*** Task material Section Begins ***
Issue #9456, opened 2025-11-03
[Screen reader] Missing aria details for shadow blocks in some cases


microbit-robert:
### Check for duplicates

- [x] I have searched for similar issues before opening a new one.

### Description

There is currently a [check for whether a block is a simple reporter with a full block field](https://github.com/google/blockly/blob/add-screen-reader-support-experimental/core/block_svg.ts#L235-L238), however, this code only checks the first field in the input. There are instances in MakeCode where it is not the first field that is the full block field. Please see the example below where the first field is just the text "melody" and the second field is the full block field.

<img width="405" height="380" alt="Image" src="https://github.com/user-attachments/assets/6846ebe5-db26-45ff-8622-164251864778" />

I think that at least for shadow blocks, the check needs to extend to all of the fields. This same change would also have to be applied to [`getFocusableElement` where the same check is made](https://github.com/google/blockly/blob/add-screen-reader-support-experimental/core/block_svg.ts#L1965-L1971).

### Reproduction steps

1. 
2. 
3.

### Stack trace

```shell

```

BenHenning:
I'm assuming that in this case 'melody' is a field label. We could possibly extend the definition of simple reporter (at least for the sake of screen reader & keyboard navigation, not sure about generally, but maybe that makes sense) to be a block that contains exactly one editable field rather than having exactly one field that's editable. I think that will address the problem here, but some additional considerations need to be made if it's affecting more than keyboard nav.

BenHenning:
This is mostly fixed from #9484 but there's still a change needed in the plugin.

BenHenning:
Fully addressed in https://github.com/RaspberryPiFoundation/blockly-keyboard-experimentation/pull/773.

PR #9484, opened 2025-11-27
feat: Expand single field block labeling (experimental)

BenHenning:
## The basics

- [ ] ~I [validated my changes](https://developers.google.com/blockly/guides/contribute/core#making_and_verifying_a_change)~ (I can't really due to the nature of this change--I have to rely on tests and external testing)

### Resolves

Fixes part of #9456 (remainder will be in a change in the keyboard navigation plugin)

### Proposed Changes

Introduce and use new `Block` function for retrieving a configurably constrained singleton field for a given block. The constraints allow for some level of configuring (such as whether to isolate to only full or editable blocks). The existing simple reporter function has been retrofitted to use this new function, instead.

### Reason for Changes

This expanded support fixes the underlying use case.

Separately, this change reveals two noteworthy details:
1. There's inconsistency in the codebase as to when the singleton field needs to be editable, a full-block field, both, and neither. It would be ideal to make this consistent. Interestingly, the documentation for `isSimpleReporter` seems to have been wrong since it wasn't actually fulfilling its contract of returning an editable field (this has been retained for callsites except where the check was already happening).
2. There's a possible recursion case now possible between `getSingletonFullBlockField` and `isFullBlockField` due to `FieldInput`'s `isFullBlockField` depending on `isSimpleReporter`. Ideally this would be changed in the future to avoid that potential recursion risk (possibly as part of #9307).

### Test Coverage

No new automated tests are needed for this experimental work. Manual testing mainly comprised of cursory navigation and readout checks for single-field blocks to make sure nothing breaks. More thorough testing is difficult in core since the specific situation of multiple fields don't have a corresponding block to use in the playground to verify.

Automated tests are also being heavily relied on for correctness since all of the nuance behind the simple reporter cases would require a deeper testing pass.

### Documentation

No new documentation needed for this experimental work.

### Additional Information

None.

### DIFF
--- a/core/block.ts
+++ b/core/block.ts
@@ -966,8 +966,13 @@ export class Block {
    * @param mustBeEditable Whether the evaluated field must be editable.
    * @internal
    */
-  isSimpleReporter(mustBeFullBlock: boolean = false, mustBeEditable: boolean = false): boolean {
-    return this.getSingletonFullBlockField(mustBeFullBlock, mustBeEditable) !== null;
+  isSimpleReporter(
+    mustBeFullBlock: boolean = false,
+    mustBeEditable: boolean = false,
+  ): boolean {
+    return (
+      this.getSingletonFullBlockField(mustBeFullBlock, mustBeEditable) !== null
+    );
   }
 
   /**
@@ -981,7 +986,10 @@ export class Block {
    * @returns The only full-block, maybe editable field of this block, or null.
    * @internal
    */
-  getSingletonFullBlockField(mustBeFullBlock: boolean, mustBeEditable: boolean): Field<any> | null {
+  getSingletonFullBlockField(
+    mustBeFullBlock: boolean,
+    mustBeEditable: boolean,
+  ): Field<any> | null {
     if (!this.outputConnection) return null;
     for (const input of this.inputList) if (input.connection) return null;
     const matchingFields = Array.from(this.getFields()).filter((field) => {
--- a/core/block.ts
+++ b/core/block.ts
@@ -963,6 +963,7 @@ export class Block {
 
   /**
    * @returns True if this block is a value block with a full block field.
+   * @param mustBeFullBlock Whether the evaluated field must be 'full-block'.
    * @param mustBeEditable Whether the evaluated field must be editable.
    * @internal
    */
@@ -976,7 +977,7 @@ export class Block {
   }
 
   /**
-   * Determies and returns the only field of this block, or null if there isn't
+   * Determines and returns the only field of this block, or null if there isn't
    * one and this block can't be considered a simple reporter. Null will also be
    * returned if the singleton block doesn't match additional criteria, if set,
    * such as being full-block or editable.
--- a/core/block.ts
+++ b/core/block.ts
@@ -962,16 +962,34 @@ export class Block {
   }
 
   /**
-   * @returns True if this block is a value block with a single editable field.
+   * @returns True if this block is a value block with a full block field.
+   * @param mustBeEditable Whether the evaluated field must be editable.
    * @internal
    */
-  isSimpleReporter(): boolean {
-    if (!this.outputConnection) return false;
+  isSimpleReporter(mustBeFullBlock: boolean = false, mustBeEditable: boolean = false): boolean {
+    return this.getSingletonFullBlockField(mustBeFullBlock, mustBeEditable) !== null;
+  }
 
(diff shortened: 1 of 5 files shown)


BenHenning:
There seems to be one legitimate deletion test failure caused by this. Exact cause is unclear and will require investigation.

BenHenning:
@microbit-robert if you get a chance could you check to see whether this fix actually fixes micro:bit's use case? It may be well worth me looking to double check there aren't any playground blocks that we can use for this (or perhaps I could add one), but I do at least want to ensure that the fix actually does what it's supposed to per the original issue.

microbit-robert:
Thanks @BenHenning. This fixes the micro:bit use case when combined with a change in the keyboard-navigation plugin.

I think that [`block.isSimpleReporter` in `tryShowFullBlockFieldEditor`](https://github.com/RaspberryPiFoundation/blockly-keyboard-experimentation/blob/main/src/actions/enter.ts#L352-L353) needs `true, true` passing in, so that "Enter" actually opens the dropdown.

BenHenning:
> Thanks @BenHenning. This fixes the micro:bit use case when combined with a change in the keyboard-navigation plugin.
> 
> I think that [`block.isSimpleReporter` in `tryShowFullBlockFieldEditor`](https://github.com/RaspberryPiFoundation/blockly-keyboard-experimentation/blob/main/src/actions/enter.ts#L352-L353) needs `true, true` passing in, so that "Enter" actually opens the dropdown.

Nice catch. I'll need to think about how to coordinate the changes here, but that does make sense. Thanks for confirming as well!

BenHenning:
> There seems to be one legitimate deletion test failure caused by this. Exact cause is unclear and will require investigation.

This corresponded to the following failure:

```
  1) Deleting Blocks
       Cutting stranded block selects top block:
     AssertionError: expected null to equal 'p5_setup_1'
      at Context.<anonymous> (file:///home/runner/work/blockly/blockly/blockly-keyboard-experimentation/test/webdriverio/test/dist/delete_test.js:165:25)
      at Generator.next (<anonymous>)
      at fulfilled (file:///home/runner/work/blockly/blockly/blockly-keyboard-experimentation/test/webdriverio/test/dist/delete_test.js:9:58)
      at process.processTicksAndRejections (node:internal/process/task_queues:95:5)
```

Which hasn't recurred. We might have a flaky test on Linux, too. Will need to keep an eye out for this.

BenHenning:
Given that the navigation plugin change can be done separately from this, it's reasonable for this to go into review now and for that to be a follow-up change once this is merged.

PTAL @maribethb or @gonfunko.

core/block.ts
```diff
@@ -962,16 +962,42 @@ export class Block {
   }
 
   /**
-   * @returns True if this block is a value block with a single editable field.
+   * @returns True if this block is a value block with a full block field.
+   * @param mustBeEditable Whether the evaluated field must be editable.
```
gonfunko, line 967: Nit: Add docs for the `mustBeFullBlock` arg.

core/block.ts
```diff
@@ -962,16 +962,42 @@ export class Block {
...
+      this.getSingletonFullBlockField(mustBeFullBlock, mustBeEditable) !== null
+    );
+  }
 
-    for (const input of this.inputList) {
-      if (input.connection || input.fieldRow.length > 1) return false;
-    }
-    return true;
+  /**
+   * Determies and returns the only field of this block, or null if there isn't
```
gonfunko: Nit: Determines

gonfunko (approved):

core/block.ts
BenHenning: Done.

core/block.ts
BenHenning: Done.

BenHenning:
Thanks @gonfunko! Going ahead and merging this once CI is done (probably ignoring the failing OS X tests since they should be unrelated).

BenHenning:
Huh. Hit the same deletion failure in the Ubuntu tests. Gonna try running this locally a few times to see if I can get some consistency on a local failure.

BenHenning:
There definitely seems to be a flake here which isn't great to see, particularly since it's the first time I've noticed it and it's happened twice in this PR. Will try re-running on CI. I had 10 local passes of the test so it doesn't seem very easy to repro, or it's environmental.

BenHenning:
Passed this time so going ahead and merging.

PR #9502, opened 2025-12-02
fix: Don't include count of inputs in block ARIA label

### LINKED ISSUE #9491: Don't include the number of inputs in block ARIA labels
Currently, the number of inputs is included in blocks' ARIA labels. Instead, the label should simply note that the block "has inputs" if it does, and not include a count.

gonfunko:
## The basics

### Resolves

Fixes #9491

### Proposed Changes
This PR removes the count of input blocks from blocks' ARIA labels, and instead notes simply "has inputs" if that is the case.

### DIFF
--- a/core/block_svg.ts
+++ b/core/block_svg.ts
@@ -244,7 +244,12 @@ export class BlockSvg
 
   private computeAriaLabel(): string {
     const {blockSummary, inputCount} = buildBlockSummary(this);
-    const inputSummary = inputCount >= 1 ? 'has inputs' : '';
+    let inputSummary = '';
+    if (inputCount > 1) {
+      inputSummary = 'has inputs';
+    } else if (inputCount === 1) {
+      inputSummary = 'has input';
+    }
 
     let currentBlock: BlockSvg | null = null;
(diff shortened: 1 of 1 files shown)


core/block_svg.ts
```diff
@@ -244,9 +244,12 @@ export class BlockSvg
...
   private computeAriaLabel(): string {
     const {blockSummary, inputCount} = buildBlockSummary(this);
-    const inputSummary = inputCount
-      ? ` ${inputCount} ${inputCount > 1 ? 'inputs' : 'input'}`
-      : '';
+    let inputSummary = '';
+    if (inputCount > 1) {
+      inputSummary = 'has inputs';
+    } else if (inputCount === 1) {
+      inputSummary = 'has input';
```
maribethb, line 251: we are going to be sad later because we don't support plural translations :/

(no action needed, this is just me wishing we had more robust i18n systems)

maribethb (approved):

core/block_svg.ts
gonfunko: I am already sad :( But yeah, that would be good to address at some point.

PR #9505, opened 2025-12-03
feat: Add comma-separation to ARIA labels

grega:
## The basics

### Resolves

Fixes: https://github.com/RaspberryPiFoundation/blockly/issues/9494

### Proposed Changes

Adds comma separation between "labels" and "inputs", results in aria-labels being transformed such as:

```
count with i from 1 to 10 by 1 do, C-shaped block with  4 inputs
->
count with, i, from, 1, to, 10, by, 1, do, C-shaped block with  4 inputs
```

And:

```
create list with item i repeated 5 times, input block with  2 inputs
->
create list with item, i, repeated, 5, times, input block with  2 inputs
```

### DIFF
--- a/core/block_svg.ts
+++ b/core/block_svg.ts
@@ -243,7 +243,7 @@ export class BlockSvg
   }
 
   private computeAriaLabel(): string {
-    const {blockSummary, inputCount} = buildBlockSummary(this);
+    const {commaSeparatedSummary, inputCount} = buildBlockSummary(this);
     const inputSummary = inputCount
       ? ` ${inputCount} ${inputCount > 1 ? 'inputs' : 'input'}`
       : '';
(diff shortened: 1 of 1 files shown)


core/block_svg.ts
```diff
@@ -2041,57 +2041,114 @@ export class BlockSvg
...
+    }
+  }
+  flushLabels();
+
+  // comma separate label runs and inputs
+  const commaSeparatedSummary =
+    spokenParts.length <= 1
+      ? (spokenParts[0] ?? '')
+      : spokenParts[0] + ', ' + spokenParts.slice(1).join(', ');
+
```
gonfunko: Perhaps I'm missing something but it seems like this could just be `const commaSeparatedSummary = spokenParts.join(', ');`?

gonfunko:
This looks great, thanks!

core/block_svg.ts
grega: Yep you're right, I was initially thinking the first element in the array might need to be treated differently (especially if it's the only element), but `.join(', ')` already handles that in exactly the same way with no need for the rest. I'll push a change up...

grega: Would you prefer me to rebase so we have a single `feat: ...` commit?

gonfunko (approved):

PR #9507, opened 2025-12-03
feat: Use custom ARIA roledescriptions for different block types

### LINKED ISSUE #9489: Use `aria-roledescription` to specify block types
Currently, block types are included as part of the ARIA label, and the `aria-roledescription` is simply "block". Instead, we want to specify the block type as one of the following in `aria-roledescription`:

"container block" (C-shaped blocks)
"statement block"
"value block"

It should also be possible for block authors to override/customize these names, to allow e.g. specifying the data type of value blocks or features like hat blocks that are unique to the application.

gonfunko:
## The basics

### Resolves

Fixes #9489

### Proposed Changes
This PR updates the `aria-roledescription` to specify the kind of block, rather than simply "block", with the kind specified in the label. This results in less redundant output and uses hopefully clearer names for the different block types. I also refactored the ARIA label generation code since it had become an unmaintainable mess of string manipulation.

### DIFF
--- a/core/block_svg.ts
+++ b/core/block_svg.ts
@@ -274,6 +274,9 @@ export class BlockSvg
     if (this.isCollapsed()) {
       labelComponents.push('collapsed');
     }
+    if (this.isShadow()) {
+      labelComponents.push('replaceable');
+    }
 
     if (inputCount > 1) {
       labelComponents.push('has inputs');
@@ -307,9 +310,7 @@ export class BlockSvg
    * @returns The ARIA roledescription for this block.
    */
   protected getAriaRoleDescription() {
-    if (this.isShadow()) {
-      return 'replaceable block';
-    } else if (this.outputConnection) {
+    if (this.outputConnection) {
       return 'value block';
     } else if (this.statementInputCount) {
       return 'container block';
--- a/core/block_svg.ts
+++ b/core/block_svg.ts
@@ -243,70 +243,75 @@ export class BlockSvg
   }
 
   private computeAriaLabel(): string {
-    const {commaSeparatedSummary, inputCount} = buildBlockSummary(this);
-    let inputSummary = '';
-    if (inputCount > 1) {
-      inputSummary = 'has inputs';
-    } else if (inputCount === 1) {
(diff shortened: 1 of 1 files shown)


core/block_svg.ts
```diff
@@ -243,73 +243,78 @@ export class BlockSvg
...
+  /**
+   * Returns the ARIA role description for this block.
+   *
+   * Block definitions may override this method via a mixin to customize
+   * their role description.
+   *
+   * @returns The ARIA roledescription for this block.
+   */
+  protected getAriaRoleDescription() {
+    if (this.isShadow()) {
```
maribethb: I wonder if `replaceable` should be added to the specific type? Like "replaceable value block"? Or should `replaceable` stay in the aria label and not in the role description?

cc @BenHenning for thoughts

maribethb (approved):
Thanks, this refactor is great

core/block_svg.ts
BenHenning: Replaceable was meant to hint at it being a shadow more than its type, so I think I agree with this. If custom block types facilitate special labels then it could still work for shadow blocks (if that ever actually makes sense).

Separately, should this be protected? I assumed we never designed `Block` functionality for inheritance since Blockly doesn't support custom `BlockSvg` class implementations. I'm wondering if this needs to be something overridable in the block definition instead.

gonfunko: Great callout Maribeth, and thanks for confirming this makes sense to you as well Ben. To clarify, do we want "replaceable" in the label or the role description? I'm inclined towards the label personally, in the same part as we call out the disabled/collapsed modifiers since it seems to be the same kind of thing.

maribethb: Yes I think the label makes sense alongside the other modifiers, but defer to Ben if he thinks differently

gonfunko: Updated to mention it in the label. @BenHenning PTAL as well. Also I think block definitions are able to override protected methods via mixins?

gonfunko: Going to go ahead and merge, but if you have concerns Ben please do flag/reopen.

Issue #9496, opened 2025-12-02
Disable keyboard navigation looping


gonfunko:
Currently, navigating through blocks with the keyboard will eventually reach the "end" of the workspace and loop around to the first block stack, forever. Instead, when the end is reached, navigation should stop and an audible cue should be emitted. The audio portion may require some experimentation and validation to identify an approach that is compatible/audible in conjunction with a screenreader.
*** Task material Section Ends ***
*Work required*. Each line containing the word "following" must be pulled from the listing and copied.

*Task answer*.
This corresponded to the following failure:
Currently, block types are included as part of the ARIA label, and the `aria-roledescription` is simply "block". Instead, we want to specify the block type as one of the following in `aria-roledescription`:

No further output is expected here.